Moving from inspiration to palettes faster
The Palette Generator has transformed how designers and color enthusiasts interact with Pantone’s expertise. What once took weeks of research and review can now be done in seconds. “Typically, if someone wanted to develop a palette for a product launch, it might take many months of research,” says Jotshi. “Now, they can type one sentence to describe their inspiration then immediately find Pantone-backed insight and options. Human curation will still be hugely important, but a strong set of starting options can significantly accelerate the palette development process.”

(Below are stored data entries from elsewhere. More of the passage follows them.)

PR #3, opened 2019-04-03
Fix open source builds

bootstraponline:


open_source.sh
```diff
@@ -0,0 +1,6 @@
+#!/usr/bin/env bash
+set -ex
+
+# Open source users: Run this script before building.
```
CalvinKern: Is this going to be clear to people to run this or should we include a note about this in the readme?

open_source_data/soseedygrpc/files.list
```diff
@@ -0,0 +1,6 @@
+# Private info for iOS data seeding server
```
joehoag: Should this say "Android" rather than "iOS"?

open_source.sh
bootstraponline: That's a good point, I'll updated the readme.

open_source_data/soseedygrpc/files.list
bootstraponline: There's some weird history about `soseedygrpc`

tl;dr it was only ever used on iOS and isn't actually used anymore by anyone

PR #4, opened 2019-04-04
Fix open source builds

bootstraponline:


open_source_data/student/google-services.json
```diff
@@ -6,7 +6,7 @@
   "client": [
     {
       "client_info": {
-        "mobilesdk_app_id": "2",
+        "mobilesdk_app_id": "1:111111111111:android:1111111111111111",
```
joehoag: That's not a real id, is it?

bootstraponline: Google crashes unless the fake id matches a certain pattern. The id is still fake.

PR #5, opened 2019-04-05
[Student][Teacher][MBL-12193] Preview HTML files

CalvinKern:
Instead of downloading HTML files, preview them in a webview so that we 
can handle relative files that are referenced.

See Jira ticket for test plan.

### DIFF
--- a/apps/student/src/main/java/com/instructure/student/router/RouteMatcher.kt
+++ b/apps/student/src/main/java/com/instructure/student/router/RouteMatcher.kt
@@ -256,12 +256,11 @@ object RouteMatcher : BaseRouteMatcher() {
                 handleFullscreenRoute(context, route)
             } else {
                 val isGroupRoute = "groups" == route.uri?.pathSegments?.get(0)
-                if (route.queryParamsHash.containsKey(RouterParams.PREVIEW)) {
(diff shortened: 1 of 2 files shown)


apps/student/src/main/java/com/instructure/student/router/RouteMatcher.kt
```diff
@@ -354,15 +353,37 @@ object RouteMatcher : BaseRouteMatcher() {
...
+        if (activity == null) {
+            return
+        }
+
+        // If we're trying to open an HTML file, don't download it. It could be referencing other files
+        // through a relative URL which we won't be able to access. Instead, just showing the file in
+        // a webview will load the file the user is trying to view and will resolve all relative paths
+        if (filename.toLowerCase().endsWith(".htm") || filename.toLowerCase().endsWith(".html")) {
+            var needsAuth = true
+            var htmlUrl = "${ApiPrefs.protocol}://${ApiPrefs.domain}"
```
Blackchai: Super not a big deal, but you could swap this for ApiPrefs.fullDomain

CalvinKern: Super done

PR #10, opened 2019-04-12
[Student][MBL-11328] View URL submissions

JordanMarshall:


apps/student/src/main/java/com/instructure/student/mobius/assignmentDetails/submissionDetails/content/UrlSubmissionFragment.kt
```diff
@@ -0,0 +1,62 @@
...
+    }
+
+    override fun onStart() {
+        super.onStart()
+        Glide.with(requireContext()).load(previewUrl).into(urlPreviewImageView)
+        urlTextView.text = url
+        urlTextView.setTextColor(ThemePrefs.buttonColor)
+        val launchUrl = { _: View ->
+            val title = getString(R.string.urlSubmission)
+            val intent = InternalWebViewActivity.createIntent(requireActivity(), url, title, true)
```
CalvinKern: There is an issue opening links that are *not* https, should we support non secure sites?
I made a submission with url http://www.google.com and everything appears fine, but when I click on the url to open it in an interactive webview it shows a load error for not showing clear text. Seems like we should allow non https sites to be clicked on, but I could see it being a business requirement to enforce secure connections.

JordanMarshall: Hmmm, that sounds like a product/business decision; we'll want to open a dialog about that. 
I'm assuming the change would happen in `InternalWebViewActivity` and that the current behavior affects more than just this feature, so it's likely not a blocker for this PR.

PR #11, opened 2019-04-12
Cloud build metrics docs

bootstraponline:


bootstraponline:
> Might we want to move the cloud_build_metrics folder to some more centralized location, like the mobile_shared repo?

I have thought about that. I'd want to discuss with the team first. This code doesn't really have an owner right now so I'm worried about moving it off repo. `espresso` in `mobile-shared` is actually used by all the Android apps.

PR #13, opened 2019-04-16
[Student][MBL-11330] View Text Submissions

JordanMarshall:


apps/student/src/main/java/com/instructure/student/mobius/assignmentDetails/submissionDetails/content/TextSubmissionFragment.kt
```diff
@@ -0,0 +1,110 @@
...
+        var formatted = textSubmissionWebView.formatHtml(src)
+
+        /* If the source content begins with a paragraph tag, the WebView automatically applies some vertical padding.
+           For other content, we need to apply the padding ourselves. */
+        val verticalPadding = if (src.startsWith("<p")) "0px" else "8px"
+
+        // Set padding by updating the relevant CSS properties
+        formatted = formatted.replaceFirstAfter("html,body", "padding: 0;", "padding: $verticalPadding 8px;")
+        return formatted.replaceFirstAfter("#content", "padding: 0px 10px 10px;", "")
+    }
```
CalvinKern: This seems like a useful function that we would want to reuse. Maybe make another function on the webview to adding padding if needed?

apps/student/src/main/java/com/instructure/student/mobius/assignmentDetails/submissionDetails/content/TextSubmissionFragment.kt
```diff
@@ -0,0 +1,110 @@
...
+
+    override fun onStop() {
+        super.onStop()
+        textSubmissionWebView.stopLoading()
```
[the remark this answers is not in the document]
JordanMarshall: No, but `loadRawHtml` is called on onStart which will load the page again. afaik there's no way to resume loading once stopped.

apps/student/src/main/java/com/instructure/student/mobius/assignmentDetails/submissionDetails/content/TextSubmissionFragment.kt
JordanMarshall: CanvasWebView is certainly used in enough places that it's worth looking into. In this case the code was built for the relatively controlled content we'd expect to see in a text submission, so I'm not sure how well it would translate into a general solution without further testing.

CalvinKern: Reasonable.

PR #16, opened 2019-04-17
[Student][MBL-11325] Submission content empty state

StephenBrough:
See [ticket](https://instructure.atlassian.net/browse/MBL-11325) for testing


apps/student/src/main/java/com/instructure/student/mobius/assignmentDetails/submissionDetails/content/emptySubmission/SubmissionDetailsEmptyEffectHandler.kt
```diff
@@ -0,0 +1,27 @@
...
+ */
+package com.instructure.student.mobius.assignmentDetails.submissionDetails.content.emptySubmission
+
+import com.instructure.student.mobius.assignmentDetails.submissionDetails.content.emptySubmission.ui.SubmissionDetailsEmptyContentView
+import com.instructure.student.mobius.common.ui.EffectHandler
+
+class SubmissionDetailsEmptyEffectHandler : EffectHandler<SubmissionDetailsEmptyContentView, SubmissionDetailsEmptyEvent, SubmissionDetailsEmptyEffect>() {
+    override fun accept(effect: SubmissionDetailsEmptyEffect) {
+        when(effect) {
+            is SubmissionDetailsEmptyEffect.ShowSubmitDialogView -> view?.showSubmitDialogView(effect.assignmentId, effect.course)
```
CalvinKern: This should probably be the whole assignment passed to the view, not just the id. That's what was needed for the dialog in the AssignmentDetailsView (which we should probably try to figure out how to share between these two screens?)

apps/student/src/main/java/com/instructure/student/mobius/assignmentDetails/submissionDetails/content/emptySubmission/SubmissionDetailsEmptyUpdate.kt
```diff
@@ -0,0 +1,41 @@
...
+    override fun performInit(model: SubmissionDetailsEmptyContentModel): First<SubmissionDetailsEmptyContentModel, SubmissionDetailsEmptyEffect> {
+        return First.first(model, setOf())
+    }
+
+    override fun update(model: SubmissionDetailsEmptyContentModel, event: SubmissionDetailsEmptyEvent): Next<SubmissionDetailsEmptyContentModel, SubmissionDetailsEmptyEffect> {
+        return when(event) {
+            SubmissionDetailsEmptyEvent.SubmitAssignmentClicked -> {
+                // If a user is trying to submit something to an assignment and the assignment is null, something is terribly wrong
+                val submissionTypes = model.assignment.getSubmissionTypes()
+                if(submissionTypes.size == 1) {
```
CalvinKern: You'll need just a bit more logic here, we would have to show the dialog in the case of online_upload being the online type IF the canvas instance has Arc enabled. i.e.,
`if(submissionTypes.size == 1 && !(submissionTypes.contains(Assignment.SubmissionType.ONLINE_UPLOAD) && model.isArcEnabled)) {`

apps/student/src/main/java/com/instructure/student/mobius/assignmentDetails/ui/AssignmentDetailsView.kt
```diff
@@ -131,6 +130,7 @@ class AssignmentDetailsView(
     }
 
     private fun renderLoadedState(state: AssignmentDetailsViewState.Loaded) {
+        submissionRubricButton.setVisible(true) // Moved this here from the render function so it doesn't show up at the very top of view while things are loading
```
CalvinKern: Sorry bud, but it still shows up on top of everything while loading (pull to refresh shows this really well)

apps/student/src/main/res/layout/fragment_assignment_details.xml
```diff
@@ -412,9 +412,10 @@
                     android:gravity="center_vertical"
                     android:orientation="horizontal"
                     android:paddingStart="16dp"
-                    android:paddingEnd="16dp">
+                    android:paddingEnd="16dp"
+                    android:visibility="gone">
 
-                    <TextView
+                <TextView
```
CalvinKern: I think the indentation on this was correct before...

apps/student/src/main/res/layout/fragment_submission_details_empty_content.xml
```diff
@@ -0,0 +1,103 @@
...
+        android:layout_height="wrap_content"
+        android:orientation="vertical"
+        app:layout_constraintGuide_percent="0.05" />
+
+    <androidx.constraintlayout.widget.Guideline
+        android:id="@+id/textRight"
+        android:layout_width="1dp"
+        android:layout_height="wrap_content"
+        android:orientation="vertical"
+        app:layout_constraintGuide_percent="0.95" />
```
CalvinKern: Interesting. I love the use of the constraint layout components here, but curious why the choice for doing percentage margins rather than dp margins?

apps/student/src/main/res/layout/fragment_submission_details_empty_content.xml
```diff
@@ -0,0 +1,103 @@
...
+    <Button
+        android:id="@+id/submitButton"
+        style="@style/ButtonStyle"
+        android:layout_width="248dp"
+        android:text="@string/submitAssignment"
+        android:visibility="invisible"
+        app:layout_constraintBottom_toBottomOf="parent"
+        app:layout_constraintHorizontal_bias="0.496"
+        app:layout_constraintLeft_toLeftOf="parent"
+        app:layout_constraintRight_toRightOf="parent" />
```
CalvinKern: Is this horizontal bias needed? It should be able to center it correctly based off the left and right constraints. Also, is there a reason for not using the guidelines for the left and right constraints instead of parent?

apps/student/src/test/java/com/instructure/student/test/assignment/details/AssignmentDetailsPresenterTest.kt
```diff
@@ -312,7 +312,7 @@ class AssignmentDetailsPresenterTest : Assert() {
     }
 
     @Test
-    fun `Submit button reads "Submit Assignment" if there are no existing subnmissions`() {
+    fun `Submit button reads "Submit Assignment" if there are no existing submissions`() {
```
CalvinKern: I prefer the typo 🙃

apps/student/src/main/java/com/instructure/student/mobius/assignmentDetails/submissionDetails/content/emptySubmission/SubmissionDetailsEmptyContentPresenter.kt
```diff
@@ -0,0 +1,124 @@
...
+    return format(pattern)
+}
+
+fun OffsetDateTime.getTime(context: Context): String {
+    val amPm = hashMapOf(
+            0L to context.getString(R.string.lowercaseAM),
+            1L to context.getString(R.string.lowercasePM)
+    )
+
+    val pattern = DateTimeFormatterBuilder().appendPattern("h:mm").appendText(ChronoField.AMPM_OF_DAY, amPm).toFormatter()
```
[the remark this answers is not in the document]
StephenBrough: I'll run this by Dave and see what he thinks.

As for the weird map thing, that's what ThreeTen is doing behind the scenes. Not sure if that's for localization, but I'm pretty sure we're doing it the way you've written elsewhere and we haven't had any problems, so I'll just make the switch to be consistent 👍

apps/student/src/main/java/com/instructure/student/mobius/assignmentDetails/submissionDetails/content/emptySubmission/SubmissionDetailsEmptyEffectHandler.kt
StephenBrough: Huh, I thought I copied that directly from the Assignment details view. I'll make that change!

CalvinKern: Ah, I had changed it when I did the dialog view when I realized we hadn't accounted for Arc. So you probably just got it before the change was made.

apps/student/src/main/java/com/instructure/student/mobius/assignmentDetails/ui/AssignmentDetailsView.kt
StephenBrough: NOOOO! I thought for sure... I'll take a look.

CalvinKern: Looks like your other PR has resolved this. You should be able to just remove this line now from this PR. :)

apps/student/src/main/res/layout/fragment_submission_details_empty_content.xml
StephenBrough: Hah, it was actually a copy-paste from either Student or Teacher. Funny, we do different things between the apps and one of them uses ConstraintLayout.

CalvinKern: lol, nice. Not sure what the intent behind percentage was in the first place, but we may want to have strict dp margin instead:
`app:layout_constraintGuide_begin="16dp"`
Not sure if that gives the same thing, but it would at least be consistent across different device sizes. Not sure how much of an issue this is though, I'll let you decide what has to be done.

apps/student/src/main/java/com/instructure/student/mobius/assignmentDetails/submissionDetails/content/emptySubmission/SubmissionDetailsEmptyUpdate.kt
StephenBrough: Hmm... this one is a bit of work to get `isArcEnabled` passed all the way down. Kind of gross, but I could pass it through Submission details and then into the empty Submission content. Might also make sense to put it on the Assignment object... thoughts?

apps/student/src/main/res/layout/fragment_submission_details_empty_content.xml
StephenBrough: Nope! I think I may have messed with the visual editor a little and made some of these changes. Changing back!

apps/student/src/main/res/layout/fragment_submission_details_empty_content.xml
StephenBrough: I think consistency is good. I'll change it to 16dp.

apps/student/src/main/java/com/instructure/student/mobius/assignmentDetails/submissionDetails/content/emptySubmission/SubmissionDetailsEmptyUpdate.kt
CalvinKern: I think adding a method to assignment to determine `isArcEnabled` is reasonable. Then we can reuse that logic wherever we need it.

StephenBrough: It looks like getting that field requires an API call. We might not want to do that every time we access the field. I can add a field to Assignment that will get assigned when we first get it in the Assignment details effect handler.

Expanding the palette: The next phase for Pantone’s design agent
Rapidly launching the Palette Generator in beta has redefined what the Pantone engineering team thought was possible. “We’re a small development team, but with Azure we built an enterprise-grade AI system in a matter of weeks,” says Risteski. “That’s a huge win for us.” Next up, the team plans to migrate the entire orchestration layer to Azure Functions, moving to a fully scalable, serverless deployment. This will allow Pantone to run its agents more efficiently, handle variable workloads automatically, and integrate seamlessly with other Azure products such as Microsoft Foundry and Azure Cosmos DB. At the same time, Pantone plans to expand its multi-agent system to include new specialized agents, including one focused on palette harmony and another focused on trend prediction.